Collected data
- - - -

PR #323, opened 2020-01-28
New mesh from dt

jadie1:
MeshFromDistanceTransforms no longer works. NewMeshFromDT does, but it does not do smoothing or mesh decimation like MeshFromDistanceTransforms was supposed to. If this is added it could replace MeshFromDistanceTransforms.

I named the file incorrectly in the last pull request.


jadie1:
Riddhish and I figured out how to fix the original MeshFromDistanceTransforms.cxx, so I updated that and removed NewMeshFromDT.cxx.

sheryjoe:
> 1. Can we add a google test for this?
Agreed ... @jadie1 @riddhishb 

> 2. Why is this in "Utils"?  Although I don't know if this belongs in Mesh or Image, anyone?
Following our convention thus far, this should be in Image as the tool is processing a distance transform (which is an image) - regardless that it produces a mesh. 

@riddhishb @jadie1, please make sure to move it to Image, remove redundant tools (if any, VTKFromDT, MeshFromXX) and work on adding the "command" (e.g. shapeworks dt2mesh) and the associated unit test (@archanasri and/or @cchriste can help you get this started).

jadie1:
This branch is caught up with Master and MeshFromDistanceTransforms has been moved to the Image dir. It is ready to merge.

- - - -

Exercise aim:
Give back, word for word, the lines from the one with "New mesh from dt" through the last line of the entries, both included, and no other line.

Task answer:
New mesh from dt

jadie1:
MeshFromDistanceTransforms no longer works. NewMeshFromDT does, but it does not do smoothing or mesh decimation like MeshFromDistanceTransforms was supposed to. If this is added it could replace MeshFromDistanceTransforms.

I named the file incorrectly in the last pull request.


jadie1:
Riddhish and I figured out how to fix the original MeshFromDistanceTransforms.cxx, so I updated that and removed NewMeshFromDT.cxx.

sheryjoe:
> 1. Can we add a google test for this?
Agreed ... @jadie1 @riddhishb 

> 2. Why is this in "Utils"?  Although I don't know if this belongs in Mesh or Image, anyone?
Following our convention thus far, this should be in Image as the tool is processing a distance transform (which is an image) - regardless that it produces a mesh. 

@riddhishb @jadie1, please make sure to move it to Image, remove redundant tools (if any, VTKFromDT, MeshFromXX) and work on adding the "command" (e.g. shapeworks dt2mesh) and the associated unit test (@archanasri and/or @cchriste can help you get this started).

jadie1:
This branch is caught up with Master and MeshFromDistanceTransforms has been moved to the Image dir. It is ready to merge.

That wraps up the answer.